* _Items from a dataset_
::::::
PR #5763, opened 2026-08-02
2 Bug fixes and New Calibration Feature for "ANY" Device

cataseven:
# 1. Theme-independent QR code in the cloud login flow

## Summary

Renders the Smart Life login QR code server side as a fixed black-on-white PNG and embeds it in the `scan` step description, replacing the frontend `QrCodeSelector`. The QR code is now scannable with every theme.

## Motivation

The frontend `ha-qr-code` component derives its colors from the theme variables (`--rgb-primary-text-color`, `--rgb-card-background-color`). Many custom themes do not define the `--rgb-*` variants, in which case the QR code renders as a blank/white image and cloud onboarding becomes impossible. Embedding a `data:image` URI is not an option either, because the markdown XSS filter strips `data:` sources — so the image is served by the integration itself.

## Changes

- `config_flow.py`
  - New `TuyaLocalQrView` (`/api/tuya_local/qr/{token}`, `requires_auth`): serves the PNG stored per flow in `hass.data`. Access is via **signed URLs** (`async_sign_path`, 15 min expiry), since `` requests carry no auth header.
  - `_qr_code_url()` renders the QR with `segno` (error level Q, fixed black on white), stores it keyed by `flow_id` (oldest-first eviction beyond 16 entries) and returns the signed URL.
  - `async_step_scan` shows the image via a `{qr_url}` description placeholder in both the initial and the retry-after-failure paths; `async_remove` deletes the stored image when the flow ends.
- `manifest.json`: added `segno~=1.6.6` requirement and `http` dependency (also mirrored in `pyproject.toml`).
- Translations: all 23 language files embed `QR` in `config.step.scan.description`. Also added the previously **missing** `config.error.login_error` string to all 23 files — the code already supplied `{msg}`/`{code}` placeholders, but users saw the raw `login_error` key on login failures.

## Backward compatibility

The flow steps and stored entry data are unchanged; only the presentation of the QR code moved from a form selector into the step description.

## Validation

Signed-path auth, view registration, `async_remove` invocation on all flow termination paths and empty-schema submit behavior were verified against the HA 2026.7 source. All translation files pass a recursive key-parity check against `en.json`. `ruff check` / `ruff format --check` clean.

---

# 2. Offline devices no longer fail setup / flag "Needs attention"

## Summary

A configured device that is offline at startup no longer raises `ConfigEntryNotReady`. This is like integration is failed entirely but in fact it is not, it is only a offline device! The entry loads normally, a single WARNING is logged, its entities show as unavailable, and everything comes to life automatically when the device first responds.

## Motivation

Devices are not expected to be powered 24/7, so the permanent "Failed setup, will retry: tuya-local device offline" banner on the integrations page was noise. Users who want an offline notification can already build one with a simple automation on the entities becoming unavailable, and the logged warning already provides sufficient information.

## Changes

- `__init__.py`
  - When the initial refresh returns no state, setup continues instead of raising; a WARNING is logged once.
  - An entry-scoped watcher polls every 30 s and schedules an entry reload (`async_schedule_reload`) after the device answers for the first time — some entity features are derived from live dp values at construction time, so the entities are rebuilt once real state exists. `async_schedule_reload` is used instead of awaiting `async_reload`, because the entry-scoped task would be cancelled by the unload that a direct await triggers.
  - The update listener is now registered via `entry.async_on_unload(entry.add_update_listener(...))` and the listener reloads through the config-entries manager instead of calling unload/setup directly. This also fixes a pre-existing bug where every options change stacked an additional listener, causing concurrent unload/setup races.
- `device.py`
  - New `has_received_state` property: true only after an actual device reply (`updated_at > 0`), unlike `has_returned_state` which is also satisfied by locally queued, unacknowledged commands. The watcher uses it to avoid spurious reloads triggered by service calls to an offline device.
  - The receive loop now backs off exponentially (5 s → 300 s cap) while a device has never answered, instead of hammering the network with continuous connection attempts that keep an executor thread busy. The interval resets to normal as soon as the device responds.

## Trade-offs

- A device that has been offline for a long time reconnects within at most ~5 minutes of coming back (backoff cap), plus instantly on IP change via the existing LAN rediscovery sweep.
- Genuine setup errors (exceptions during device creation) still raise `ConfigEntryNotReady` as before.

## Validation

Watcher/reload cancellation semantics, listener deduplication and background-task lifecycle were verified against the HA 2026.7 source (`config_entries.py`). An adversarial review pass surfaced the duplicate-listener bug, the pending-update false-positive and the executor-hammering issue; all are addressed in this PR. `ruff` clean.

---

# Per-device measurement calibration (`tuya_local.set_calibration`)

## Summary

Adds integration-level, per-device calibration for devices that have no native calibration dp. A new `tuya_local.set_calibration` action stores a persistent offset for an entity's reading; the offset is added to the value reported by the device.

## Motivation

Identical devices share one config file, so a single inaccurate unit cannot be corrected through YAML. Example: three identical thermometers side by side, one reads 0.4° too high. With this PR:

```yaml
action: tuya_local.set_calibration
data:
  entity_id: sensor.thermometer_3_temperature
  offset: -0.4
```

only that device's reading is shown 0.4 lower — as its real value. `offset: 0` removes the calibration.

## Changes

- `services.py` — new `set_calibration` action (`entity_id`, `offset`, optional `attribute`). Resolves the entity to its config entry via the entity registry, validates the dp exists and is numeric, and stores the offset in the entry **options** (`options["calibration"]["<entity_config_id>/<dp_name>"]`). The options update reloads the entry through the existing update listener (with an `async_schedule_reload` fallback if an update lands mid-reload). Errors are raised as user-friendly `ServiceValidationError`s.
- `__init__.py` — the action is registered in `async_setup` (`CONFIG_SCHEMA = config_entry_only_config_schema`), as it needs no entry state.
- `device.py` — `TuyaLocalDevice` carries the calibration map (`get_calibration`, `has_calibration`); `setup_device` passes it in from the merged entry config.
- `helpers/device_config.py` — `TuyaDpsConfig._calibrated()` adds the offset at the end of `get_value()` (after mapping/scale), for numeric values only.
- `entity.py` — active offsets are surfaced as `<dp_name>_calibration` attributes on the entity.
- `config_flow.py` — the options flow now merges over existing options when saving, so editing connection settings does not wipe calibration.
- Translations: `services.set_calibration` strings in all 23 language files, `services.yaml` definition, `mdi:tune` icon in `icons.json`.
- `README.md` — new "Sensor calibration" section.

## Design decisions

- **Calibration is read-only.** Settable dps (target temperatures, numbers) are deliberately rejected: HA core validates writes against the *uncalibrated* entity bounds (an offset-wide band would fail with errors), step snapping would make writes read back differently, and constraint condition co-writes in device configs operate on raw device values. Allowed targets are therefore measurement dps only (`CALIBRATABLE_DPS`): `sensor` value, climate/water_heater `current_temperature`, climate/humidifier `current_humidity`. `bitfield` and `unixtime` raw types are rejected.
- **Stored in entry options, not YAML** — devices sharing a config file are corrected individually, the setting survives restarts, and config files remain untouched.

## Backward compatibility

No behavior change for devices without calibration; no new dependency; entity ids and unique_ids are unchanged.

## Validation

- `ruff check` + `ruff format --check` clean; modules imported against a real HA 2026.7 environment.
- All 23 translation files pass a recursive key-parity check.
- End-to-end unit verification: raw 215 → scale 10 → 21.5; with -0.4 offset → 21.1; settable dp writes unaffected by stray offsets; readonly dp writes return empty.
- An adversarial review pass (value pipeline, service/options lifecycle, translation/packaging consistency) surfaced write-path interactions, a reload race, service registration timing and an options-wipe bug — all fixed within this PR.


make-all:
Nobody asked for this.

cataseven:
Thanks for considering and the vision. Cheers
::::::
An exact, complete copy of the records is the expected answer.

* _PROBLEM SOLUTION_
PR #5763, opened 2026-08-02
2 Bug fixes and New Calibration Feature for "ANY" Device

cataseven:
# 1. Theme-independent QR code in the cloud login flow

## Summary

Renders the Smart Life login QR code server side as a fixed black-on-white PNG and embeds it in the `scan` step description, replacing the frontend `QrCodeSelector`. The QR code is now scannable with every theme.

## Motivation

The frontend `ha-qr-code` component derives its colors from the theme variables (`--rgb-primary-text-color`, `--rgb-card-background-color`). Many custom themes do not define the `--rgb-*` variants, in which case the QR code renders as a blank/white image and cloud onboarding becomes impossible. Embedding a `data:image` URI is not an option either, because the markdown XSS filter strips `data:` sources — so the image is served by the integration itself.

## Changes

- `config_flow.py`
  - New `TuyaLocalQrView` (`/api/tuya_local/qr/{token}`, `requires_auth`): serves the PNG stored per flow in `hass.data`. Access is via **signed URLs** (`async_sign_path`, 15 min expiry), since `` requests carry no auth header.
  - `_qr_code_url()` renders the QR with `segno` (error level Q, fixed black on white), stores it keyed by `flow_id` (oldest-first eviction beyond 16 entries) and returns the signed URL.
  - `async_step_scan` shows the image via a `{qr_url}` description placeholder in both the initial and the retry-after-failure paths; `async_remove` deletes the stored image when the flow ends.
- `manifest.json`: added `segno~=1.6.6` requirement and `http` dependency (also mirrored in `pyproject.toml`).
- Translations: all 23 language files embed `QR` in `config.step.scan.description`. Also added the previously **missing** `config.error.login_error` string to all 23 files — the code already supplied `{msg}`/`{code}` placeholders, but users saw the raw `login_error` key on login failures.

## Backward compatibility

The flow steps and stored entry data are unchanged; only the presentation of the QR code moved from a form selector into the step description.

## Validation

Signed-path auth, view registration, `async_remove` invocation on all flow termination paths and empty-schema submit behavior were verified against the HA 2026.7 source. All translation files pass a recursive key-parity check against `en.json`. `ruff check` / `ruff format --check` clean.

---

# 2. Offline devices no longer fail setup / flag "Needs attention"

## Summary

A configured device that is offline at startup no longer raises `ConfigEntryNotReady`. This is like integration is failed entirely but in fact it is not, it is only a offline device! The entry loads normally, a single WARNING is logged, its entities show as unavailable, and everything comes to life automatically when the device first responds.

## Motivation

Devices are not expected to be powered 24/7, so the permanent "Failed setup, will retry: tuya-local device offline" banner on the integrations page was noise. Users who want an offline notification can already build one with a simple automation on the entities becoming unavailable, and the logged warning already provides sufficient information.

## Changes

- `__init__.py`
  - When the initial refresh returns no state, setup continues instead of raising; a WARNING is logged once.
  - An entry-scoped watcher polls every 30 s and schedules an entry reload (`async_schedule_reload`) after the device answers for the first time — some entity features are derived from live dp values at construction time, so the entities are rebuilt once real state exists. `async_schedule_reload` is used instead of awaiting `async_reload`, because the entry-scoped task would be cancelled by the unload that a direct await triggers.
  - The update listener is now registered via `entry.async_on_unload(entry.add_update_listener(...))` and the listener reloads through the config-entries manager instead of calling unload/setup directly. This also fixes a pre-existing bug where every options change stacked an additional listener, causing concurrent unload/setup races.
- `device.py`
  - New `has_received_state` property: true only after an actual device reply (`updated_at > 0`), unlike `has_returned_state` which is also satisfied by locally queued, unacknowledged commands. The watcher uses it to avoid spurious reloads triggered by service calls to an offline device.
  - The receive loop now backs off exponentially (5 s → 300 s cap) while a device has never answered, instead of hammering the network with continuous connection attempts that keep an executor thread busy. The interval resets to normal as soon as the device responds.

## Trade-offs

- A device that has been offline for a long time reconnects within at most ~5 minutes of coming back (backoff cap), plus instantly on IP change via the existing LAN rediscovery sweep.
- Genuine setup errors (exceptions during device creation) still raise `ConfigEntryNotReady` as before.

## Validation

Watcher/reload cancellation semantics, listener deduplication and background-task lifecycle were verified against the HA 2026.7 source (`config_entries.py`). An adversarial review pass surfaced the duplicate-listener bug, the pending-update false-positive and the executor-hammering issue; all are addressed in this PR. `ruff` clean.

---

# Per-device measurement calibration (`tuya_local.set_calibration`)

## Summary

Adds integration-level, per-device calibration for devices that have no native calibration dp. A new `tuya_local.set_calibration` action stores a persistent offset for an entity's reading; the offset is added to the value reported by the device.

## Motivation

Identical devices share one config file, so a single inaccurate unit cannot be corrected through YAML. Example: three identical thermometers side by side, one reads 0.4° too high. With this PR:

```yaml
action: tuya_local.set_calibration
data:
  entity_id: sensor.thermometer_3_temperature
  offset: -0.4
```

only that device's reading is shown 0.4 lower — as its real value. `offset: 0` removes the calibration.

## Changes

- `services.py` — new `set_calibration` action (`entity_id`, `offset`, optional `attribute`). Resolves the entity to its config entry via the entity registry, validates the dp exists and is numeric, and stores the offset in the entry **options** (`options["calibration"]["<entity_config_id>/<dp_name>"]`). The options update reloads the entry through the existing update listener (with an `async_schedule_reload` fallback if an update lands mid-reload). Errors are raised as user-friendly `ServiceValidationError`s.
- `__init__.py` — the action is registered in `async_setup` (`CONFIG_SCHEMA = config_entry_only_config_schema`), as it needs no entry state.
- `device.py` — `TuyaLocalDevice` carries the calibration map (`get_calibration`, `has_calibration`); `setup_device` passes it in from the merged entry config.
- `helpers/device_config.py` — `TuyaDpsConfig._calibrated()` adds the offset at the end of `get_value()` (after mapping/scale), for numeric values only.
- `entity.py` — active offsets are surfaced as `<dp_name>_calibration` attributes on the entity.
- `config_flow.py` — the options flow now merges over existing options when saving, so editing connection settings does not wipe calibration.
- Translations: `services.set_calibration` strings in all 23 language files, `services.yaml` definition, `mdi:tune` icon in `icons.json`.
- `README.md` — new "Sensor calibration" section.

## Design decisions

- **Calibration is read-only.** Settable dps (target temperatures, numbers) are deliberately rejected: HA core validates writes against the *uncalibrated* entity bounds (an offset-wide band would fail with errors), step snapping would make writes read back differently, and constraint condition co-writes in device configs operate on raw device values. Allowed targets are therefore measurement dps only (`CALIBRATABLE_DPS`): `sensor` value, climate/water_heater `current_temperature`, climate/humidifier `current_humidity`. `bitfield` and `unixtime` raw types are rejected.
- **Stored in entry options, not YAML** — devices sharing a config file are corrected individually, the setting survives restarts, and config files remain untouched.

## Backward compatibility

No behavior change for devices without calibration; no new dependency; entity ids and unique_ids are unchanged.

## Validation

- `ruff check` + `ruff format --check` clean; modules imported against a real HA 2026.7 environment.
- All 23 translation files pass a recursive key-parity check.
- End-to-end unit verification: raw 215 → scale 10 → 21.5; with -0.4 offset → 21.1; settable dp writes unaffected by stray offsets; readonly dp writes return empty.
- An adversarial review pass (value pipeline, service/options lifecycle, translation/packaging consistency) surfaced write-path interactions, a reload race, service registration timing and an options-wipe bug — all fixed within this PR.


make-all:
Nobody asked for this.

cataseven:
Thanks for considering and the vision. Cheers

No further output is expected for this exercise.